What complete and dangerous nonsense.
		
Click to expand...




Amaranta said:



			Thank God!  Not just me that thinks this then 

I think they have probably never sat on a napping horse in their lives, actually sometimes I wonder if they have ever sat on a horse at all!
		
Click to expand...

I totally agree dont normally ride with a whip if schooling in the menage but always out on a hack, sometimes that back end will swing out and a quick sharp smack will bring it back in line before a vehicle takes the hind quarters out


----------



## Trish C (17 May 2011)

When I was on the horse-hunt, I got a phonecall from a woman with a horse to sell. I asked her if it was snaffle-mouthed, she said "oh god no, not at all," but in a very positive tone of voice. So I asked her what she rode it in, "a bridle and saddle." I explained that I meant what type of bit, "oh, a normal one... the plain one that most people have".  Erm, right.


----------



## blackcob (17 May 2011)

Re: colic, my vet's advice was that if they were rolling violently and leaving themselves at risk of injury or becoming cast then keep them walking to prevent it.
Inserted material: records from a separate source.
PR #612, opened 2022-08-10
Project page redirect bug

abinashpa:
## Notion card
[Notion Card](https://www.notion.so/saeloun/After-deleting-a-project-from-the-client-s-details-page-the-user-is-directed-to-the-projects-list-p-dd0902c97385426c9e297941ec8ae541)

## Summary
- After deleting a project from the client page it should redirect to the selected client page instead of /project.

## Preview
https://www.loom.com/share/7365d730eed0490487bb035a56086ad3

## Type of change

      not work as expected)

### Checklist:


supriya3105:
@abinashpa Can you add the link to the related notion ticket as well as add a loom video of the fix.

apoorv1316:
@abinashpa In the notion, it's mentioned that after deleting a project it should be redirected to the client's details page but here in the PR description, it's mentioned that after deleting the project it should be redirected to the client's page. So what is the actually expected behavior here? And please update the description on the notion or GitHub wherever it is required.

abinashpa:
@apoorv1316 Fixes have been added for redirect back to the same client page.

apoorv1316 (approved):
@abinashpa LGTM!

app/javascript/src/components/Projects/Modals/DeleteProject.tsx
```diff
@@ -12,7 +12,11 @@ const DeleteProject = ({ project, setShowDeleteDialog }: IProps) => {
       .then(() => {
         setTimeout(() => {
           setShowDeleteDialog(false);
-          window.location.assign(window.location.origin+"/projects");
+          if (window.location.pathname.includes("/clients")) {
```
ajinkyaa, line 15: why using `window.location`? 
Using routes there right?

app/javascript/src/components/Projects/Modals/DeleteProject.tsx
```diff
@@ -12,7 +12,11 @@ const DeleteProject = ({ project, setShowDeleteDialog }: IProps) => {
...
+            window.location.href = window.location.pathname;
+          } else {
+            window.location.assign(window.location.origin+"/projects");
+          }
```
akhilgkrishnan, line 19: Why do we need a redirection?

app/javascript/src/components/Projects/Modals/DeleteProject.tsx
```diff
@@ -12,7 +12,11 @@ const DeleteProject = ({ project, setShowDeleteDialog }: IProps) => {
       .then(() => {
         setTimeout(() => {
           setShowDeleteDialog(false);
```
akhilgkrishnan, line 14: If we are redirecting the page. Then there is no point of having this method.

akhilgkrishnan (approved):
`If we are using window.location that actually redirect the page and sent all requests to the backend. This is against the SPA`

I'm approving this, but we should consider for a refactor ASAP.

supriya3105:
@abinashpa we should be using the same method that we have implemented for clients page. 

@ajinkyaa Can you confirm which method should be used here.

ajinkyaa:
@akhilgkrishnan I had the same question when I was reviewing this last night.
it's needed because Abinash is redirecting it from the client page and routes are not set up on the project level. 

@supriya3105 if teams page is converted in react, can we have a call regarding setting up the routes on the project level?
that way we don't have to reload the application every time.

ajinkyaa (approved):

ajinkyaa (changes requested):
Please wait I am discussing react-router with Onkar.

ajinkyaa:
@abinashpa had a discussion with Harshaan. 
you will need to use react-router methods instead of window methods. 
We already have a route setup for both client and project.

abinashpa:
@ajinkyaa On /project and /clients/:id page uses different data formats so it's impossible to set data from DELETE /projects/:id so I have implemented it in the previous way you suggested.

abinashpa:
@apoorv1316 Please test /client and /project page.

supriya3105:
@ajinkyaa Can you review this PR is its implemented as per you discussion with Abinash.

ajinkyaa:
Closing this PR, @abinashpa will be raising PR with new branch.

PR #644, opened 2022-09-08
Added vendor folder to .gitignore

prasanthchaduvula:
## Notion card
https://www.notion.so/6afc9500b2cc42af86be55f37894fb09?v=b4528f26f4424af7beaf036262796cb3&p=c78c618d68cc450290fd7980d39695f3&pm=s

## Summary

Added /vendor/* folder to .gitignore as it creates a lot of untracked files when we do bundle install —path vendor/bundle.
Even for assets, it's better to use the javascript folder where by default assets will be loaded to the application.js file. With the vendor, if we want to add assets we have to manually require them in the application.js file. Please refer https://stackoverflow.com/a/24169365
Updated the gitignore cache which added test folders to gitignore. As we are using rspec.

## Type of change
- Added /vendor/* and !/vendor/.keep to .gitignore
- Ran git rm -r --cached .
- Updated the files that were meant to be added to .gitignore file
- .gitingore cache and ignored all the mentioned files in .gitignore file.

### Checklist:


prasanthchaduvula:
@keshavbiswa Please test it locally. As checks, CI checks are passing here but in local I am facing the below issue. Maybe my setup is wrong but still please test it before you merge it. In the above summary, I added my thoughts on the vendor folder as well.

```
Companies#new when user is an employee renders Company#new page
      Failure/Error: <%= javascript_pack_tag "org_timezones", "data-turbo-track": "reload", defer: true %>
      
      ActionView::Template::Error:
        Webpacker can't find org_timezones.js in /Users/prasanthchaduvula/Documents/saeloun/miru-web/public/packs-test/manifest.json. Possible causes:
        1. You want to set webpacker.yml value of compile to true for your environment
           unless you are using the `webpack -w` or the webpack-dev-server.
        2. webpack has not yet re-run to reflect updates.
        3. You have misconfigured Webpacker's config/webpacker.yml file.
        4. Your webpack configuration is not creating a manifest.
        Your manifest contains:
        {
        }
  ```

File: .gitignore [hunk 1]
```diff
@@ -41,6 +41,11 @@
 yarn-debug.log*
 .yarn-integrity
 
+# Rails specific ignores
+/vendor/*
```
keshavbiswa, line 45: Like I mentioned I would like the vendor folder to exists. Since this can be used to store vendor assets.

keshavbiswa (changes requested):

.gitignore
prasanthchaduvula: @keshavbiswa Vendor folder along with the .keep file exists here with the above changes. Please check the file changes where vendor folder files didn't change even after running `git rm -r --cached .`
```
vendor
  javascript
    .keep
  .keep
```

keshavbiswa: Yes but future additions in vendor folder will remain ignored which we don't want. For this PR we only want to ignore vendor/bundle part.

prasanthchaduvula: @keshavbiswa got it but please give it a thought for future sustainable development https://stackoverflow.com/a/24169365
I will make the requested changes

keshavbiswa: Yeah, I'm not saying we're going to add our assets to vendor folder, but there is a reason why Rails include a vendor folder, if we're going to ignore it in our gitignore file entirely, then it just won't make sense.

keshavbiswa (approved):
LGTM!

PR #648, opened 2022-09-09
Updated bin setup for sustainable web development

prasanthchaduvula:
## Notion card
https://www.notion.so/6afc9500b2cc42af86be55f37894fb09?v=b4528f26f4424af7beaf036262796cb3&p=77f0d72f009849f8a5229dbcde2a4c1b&pm=s

## Summary

Basically, bin/setup helps developers to set up the app easily without running the commands manually. With this PR there is no need to run the below commands manually. After running `bin/setup`, we can run `foreman start -f Procfile.dev` and can view the app on `localhost:3000`. To run tests we can use `bundle exec rspec`

```
Install gems
bundle install

Install node packages
yarn install

Setup ENV's
cp .env.example .env

Update `DATABASE_URL` in `.env` as per local `psql` creds. For example, if
    the user is `root` and password is `password`, change the variable as
    `DATABASE_URL="postgres://root:password@localhost/miru_web?encoding=utf8&pool=5&timeout=5000"`

Update `APP_BASE_URL` in `.env` to `localhost:3000`

Run `bin/rails db:create RAILS_ENV=development` to create the database
Run `bin/rails db:migrate RAILS_ENV=development` for migrations
Run `bin/rails db:seed` for populating the database with initial data

Tests
Run bin/rails db:create RAILS_ENV=test
Run bin/rails db:migrate RAILS_ENV=test
```

## Preview

https://www.loom.com/share/3075c380c5a44a7a96b337e945b34c07

## Type of change
- Added bin/yarn
- Updated .env.example and database.yml to support setting up a database without database URL in dev, test.
- Added rake setup to run tasks related to database
- Updated bin/setup to run bundle install, yarn install, create .env file, drop db, create db, run migrations, and seed the data.

### Checklist:

### DIFF
--- a/bin/setup
+++ b/bin/setup
@@ -22,13 +22,8 @@ FileUtils.chdir APP_ROOT do
   puts "\n== Executing yarn =="
   system!("bin/yarn")
 
-  # puts "\n== Copying sample files =="
-  # unless File.exist?("config/database.yml")
-  #   FileUtils.cp "config/database.yml.sample", "config/database.yml"
-  # end
-
-  # puts "\n== Preparing database =="
-  # system! "bin/rails db:prepare"
+  puts "\n== Setup ENV's =="
+  system! "cp .env.example .env"
 
   puts "\n== Executing rake setup =="
   system! "bundle exec rake setup"
--- a/bin/setup
+++ b/bin/setup
@@ -25,8 +25,12 @@ FileUtils.chdir APP_ROOT do
   puts "\n== Setup ENV's =="
   system! "cp .env.example .env"
 
-  puts "\n== Executing rake setup =="
-  system! "bundle exec rake setup"
+  # Drop database to have a unique seed data otherwise db:seed will fail with validation errors.
+  puts "\n== Drop database =="
+  system! "bin/rails db:drop"
+
+  puts "\n== Preparing database =="
+  system! "bin/rails db:prepare"
 
   puts "\n== Removing old logs and tempfiles =="
   system! "bin/rails log:clear tmp:clear"
--- a/bin/setup
+++ b/bin/setup
@@ -14,16 +14,24 @@ FileUtils.chdir APP_ROOT do
   # Add necessary setup steps to this file.
 
   puts "== Installing dependencies =="
-  system! "gem install bundler --conservative"
+  cmd = "gem install bundler --conservative"
+  puts "Executing #{cmd}"
+  system! cmd
   system("bundle check") || system!("bundle install")
+
+  puts "\n== Executing yarn =="
+  system!("bin/yarn")
 
   # puts "\n== Copying sample files =="
   # unless File.exist?("config/database.yml")
   #   FileUtils.cp "config/database.yml.sample", "config/database.yml"
   # end
 
-  puts "\n== Preparing database =="
-  system! "bin/rails db:prepare"
+  # puts "\n== Preparing database =="
+  # system! "bin/rails db:prepare"
+
+  puts "\n== Executing rake setup =="
+  system! "bundle exec rake setup"
 
   puts "\n== Removing old logs and tempfiles =="
   system! "bin/rails log:clear tmp:clear"
--- a/config/database.yml
+++ b/config/database.yml
@@ -1,18 +1,17 @@
+<% branch_name = `git symbolic-ref HEAD 2>/dev/null`.chomp.sub('refs/heads/', '') %>
+<% repository_name = `git rev-parse --show-toplevel`.split('/').last.strip %>
+
 default: &default
   adapter: postgresql
   encoding: unicode
-  # For details on connection pooling, see Rails configuration guide
-  # https://guides.rubyonrails.org/configuring.html#database-pooling
-  pool: <%= ENV.fetch("RAILS_MAX_THREADS") { 5 } %>
+  host: localhost
+  pool: 5
+  password:
 
 development:
   <<: *default
-  url: <%= ENV['DATABASE_URL'].gsub('?', '_development?') %>
+  database: <%= "#{repository_name}_development" %>
 
 test:
   <<: *default
-  url: <%= ENV['DATABASE_URL'].gsub('?', '_test?') %>
-
-production:
-  <<: *default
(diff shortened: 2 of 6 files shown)


bin/setup
```diff
@@ -14,16 +14,19 @@ FileUtils.chdir APP_ROOT do
...
+  puts "\n== Executing yarn =="
+  system!("bin/yarn")
 
-  puts "\n== Preparing database =="
-  system! "bin/rails db:prepare"
+  puts "\n== Setup ENV's =="
+  system! "cp .env.example .env"
+
+  puts "\n== Executing rake setup =="
+  system! "bundle exec rake setup"
```
keshavbiswa, line 29: The only difference I see from `rake setup` and `rails db:prepare` is that we're dropping the db everytime we're running bin/setup which I don't think should be the default here. If I want to reset my db, I can always drop my db before running bin/setup.

config/database.yml
```diff
@@ -1,17 +1,19 @@
+<% repository_name = Rails.application.class.module_parent_name.underscore %>
```
keshavbiswa, line 1: This assumes that our db's name is prefixed with the application name, but what if it's not?

bin/setup
```diff
@@ -14,16 +14,19 @@ FileUtils.chdir APP_ROOT do
...
-  system! "gem install bundler --conservative"
+  cmd = "gem install bundler --conservative"
+  puts "Executing #{cmd}"
+  system! cmd
   system("bundle check") || system!("bundle install")
 
-  # puts "\n== Copying sample files =="
-  # unless File.exist?("config/database.yml")
-  #   FileUtils.cp "config/database.yml.sample", "config/database.yml"
-  # end
```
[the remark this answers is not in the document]
prasanthchaduvula: @keshavbiswa I didn't understand the above comment. Please can you provide me more context

bin/setup
prasanthchaduvula: @keshavbiswa But every time when ever we run `bin/setup` we have to run `db:drop` otherwise it will through the active record uniqueness validation errors. example email should be unique. So if anyone wants to run `bin/setup `they have to run `db:drop` before doing it. So the best way will be to automate it instead of manually doing it.

```

== Command ["bin/rails db:prepare"] failed ==   We can run db:seed once gain with the current codebase as there unique validations and for that once gain developer has to follow all the commands and drop database  bin/rails db:seed   
Company Created
rails aborted!
ActiveRecord::RecordInvalid: Validation failed: Email Email ID already exists
/Users/prasanthchaduvula/Documents/saeloun/miru-web/db/seeds/02_users.rb:30:in `block in <main>'
/Users/prasanthchaduvula/Documents/saeloun/miru-web/db/seeds/02_users.rb:30:in `map'
/Users/prasanthchaduvula/Documents/saeloun/miru-web/db/seeds/02_users.rb:30:in `<main>'
/Users/prasanthchaduvula/Documents/saeloun/miru-web/db/seeds.rb:4:in `block in <main>'
/Users/prasanthchaduvula/Documents/saeloun/miru-web/db/seeds.rb:3:in `each'
/Users/prasanthchaduvula/Documents/saeloun/miru-web/db/seeds.rb:3:in `<main>'
Tasks: TOP => db:seed
(See full trace by running task with --trace)

```

config/database.yml
prasanthchaduvula: @keshavbiswa I verified and it's working fine. It creates a db named `miru_web_development `and earlier with the previous code our intention is to use the repo app name itself. If someone wants to override it they can customize the databse.yml but for regular developers, it won't create any problem as repo/app name `miru_web_development ` is the best practice and it also removes the hassle of updating the developer's username and password of `DATABASE_URL` in env file every time whenever they clone the repo. It's not a good idea to keep `DATABASE_URL` as it's intended to use in the deployment platforms like Heroku. The best way is to keep it out of the env file.
https://devcenter.heroku.com/articles/rails-database-connection-behavior

config/database.yml
```diff
@@ -1,17 +1,19 @@
...
-  # For details on connection pooling, see Rails configuration guide
-  # https://guides.rubyonrails.org/configuring.html#database-pooling
+  host: localhost
   pool: <%= ENV.fetch("RAILS_MAX_THREADS") { 5 } %>
+  password:
 
 development:
   <<: *default
-  url: <%= ENV['DATABASE_URL'].gsub('?', '_development?') %>
+  database: <%= "#{repository_name}_development" %>
```
keshavbiswa, line 12:
```suggestion
  database: "miru_web_development"
```

config/database.yml
```diff
@@ -1,17 +1,19 @@
...
 
 test:
   <<: *default
-  url: <%= ENV['DATABASE_URL'].gsub('?', '_test?') %>
+  database: <%= "#{repository_name}_test" %>
```
keshavbiswa, line 16:
```suggestion
  database: "miru_web_test"
```

config/database.yml
keshavbiswa: Let's remove this.

bin/setup
keshavbiswa: Does everytime running bin/setup requires us to drop our db and seed the database again?

prasanthchaduvula: @keshavbiswa Yes because every time we are seeding data and without dropping the database our seed data is not unique and validation fails like email etc... That's the reason we have to drop the database every time for unique seed data.

keshavbiswa (approved):
LGTM!

db/seeds.rb
```diff
@@ -1,5 +1,7 @@
 # frozen_string_literal: true
 
+return if Rails.env.production?
```
akhilgkrishnan, line 3: can you remove this for now? Because right now we don't have a separate environment for staging (Rails environment). So we are using the production.rb configuration for staging (For maintaining the replica of actual production). We can add this later by adding staging.rb configuration.

akhilgkrishnan (commented):
@prasanthchaduvula Added one comment. Rest LGTM

akhilgkrishnan (approved):
LGTM

PR #649, opened 2022-09-09
make date format dd.mm.yy consistent

apoorv1316:
## Notion card
https://www.notion.so/saeloun/6afc9500b2cc42af86be55f37894fb09?v=b4528f26f4424af7beaf036262796cb3&p=db86bf5e667b4734985d25928f157900&pm=s

## Summary
Make the date format 'DD.MM.YY' consistent throughout the app.
## Preview
Screenshot 2022-09-09 at 7 27 06 PM
Screenshot 2022-09-09 at 7 27 23 PM
Screenshot 2022-09-09 at 7 27 53 PM
Screenshot 2022-09-09 at 7 28 21 PM
Screenshot 2022-09-09 at 7 29 10 PM

## Type of change

      not work as expected)

### Checklist:

### DIFF
--- a/app/javascript/src/helpers/formattedDate.ts
+++ b/app/javascript/src/helpers/formattedDate.ts
@@ -1,0 +1,3 @@
+import dayjs from "dayjs";
+
+export const formattedDate = (date) => dayjs(date).format("DD.MM.YYYY");
--- a/app/javascript/src/components/Invoices/Edit/NewLineItemTable.tsx
+++ b/app/javascript/src/components/Invoices/Edit/NewLineItemTable.tsx
@@ -1,7 +1,8 @@
 import React from "react";
 
-import { getMaxIdx } from "../common/utils";
+import { formattedDate } from "helpers/formattedDate";
 
+import { getMaxIdx } from "../common/utils";
 const NewLineItemTable = ({
   lineItems, setLineItems,
   selectedLineItems, setSelectedLineItems,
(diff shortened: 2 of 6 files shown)


apoorv1316:
@supriya3105 I have made the date format in DD.MM.YY as per the requirement.

apoorv1316:
@prasanthchaduvula Please review it. @supriya3105 Let me know If I have missed any page where the date format is something other than the "DD.MM.YY"

prasanthchaduvula (approved):
@apoorv1316 Please check the date format working fine wherever it is not using the helper method. If the logic written in those components is not fine then use this helper method

app/javascript/src/helpers/formattedDate.ts
```diff
@@ -0,0 +1,3 @@
+import dayjs from "dayjs";
+
+export const formattedDate = (date) => dayjs(date).format("DD.MM.YYYY");
```
akhilgkrishnan, line 3: @apoorv1316 I think we are collecting the date format from the company. Can we use the company date format here? 
cc: @supriya3105

apoorv1316: @supriya3105 I think Akhil is right here. Because we are asking for the date format when we create a new company we should show the same date format throughout the app instead of making the date format DD.MM.YY. And if the user changes the date format it should be changed automatically at all places. Thoughts on this?

supriya3105: > @supriya3105 I think Akhil is right here. Because we are asking for the date format when we create a new company we should show the same date format throughout the app instead of making the date format DD.MM.YY. And if the user changes the date format it should be changed automatically at all places. Thoughts on this?

@apoorv1316 I agree. We should take the date format from the organization settings and apply it across the platform.

PR #652, opened 2022-09-12
Added error routes to the application

sudeeptarlekar:
Signed-off-by: sudeeptarlekar <sudeeptarlekar@gmail.com>

## Notion card
https://www.notion.so/saeloun/After-removing-a-team-member-from-an-organization-the-user-is-stil-able-to-login-54138da1e64540298474ca5eb2b4e04d

## Summary
Removed role from user against company when removed from the team. Missing designs, added simple error page for now.

## Preview
https://user-images.githubusercontent.com/23317691/189617250-287a1132-eb6e-4f19-bda1-5743120ebe89.mp4

## Type of change
- [ x ] Bug fix (non-breaking change which fixes an issue)

### Checklist:

- [ x ] I have manually tested all workflows


akhilgkrishnan:
@supriya3105, @sudeeptarlekar I don't think this is a right behaviour, if a user has been deleted then we shouldn't allow then to sign in. We should block them in sign-in page itself.
But there are some scenarios we should take care of,
1. User belongs to multiple company, and he has removed from one company. Then he should able to login with the other company.
2. If a user belongs to only one company then we can disable the login.

LMK the thoughts
cc: @apoorv1316

akhilgkrishnan (commented):
@supriya3105, @sudeeptarlekar I don't think this is a right behaviour, if a user has been deleted then we shouldn't allow then to sign in. We should block them in sign-in page itself.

If the horse wants to lie down quietly, let them be. Most sensible, I thought.


----------



## landyandy (17 May 2011)

where i work, we have a guy who knows everything,
well he said that he and his wife had a horse some years ago,i think they had it for a couple of years,.
so out of curiosity i asked how much it cost him in them days to have it shod.
his reply was, oh it came with shoes on ::::
mind boggles


----------



## Serenity087 (17 May 2011)

I have one particular woman who is a gem of insightful comments!

Everything I did whilst I mare was pregnant and then when she foaled was wrong.  Apparently I shouldn't have mucked her out, just built up a nice deep bed.  The fact Dorey scraped down to concrete during some pretty violent contractions just proves she was right (I dont think 2ft of rotting bedding would have stopped it!) and my foal is a violent demon creature.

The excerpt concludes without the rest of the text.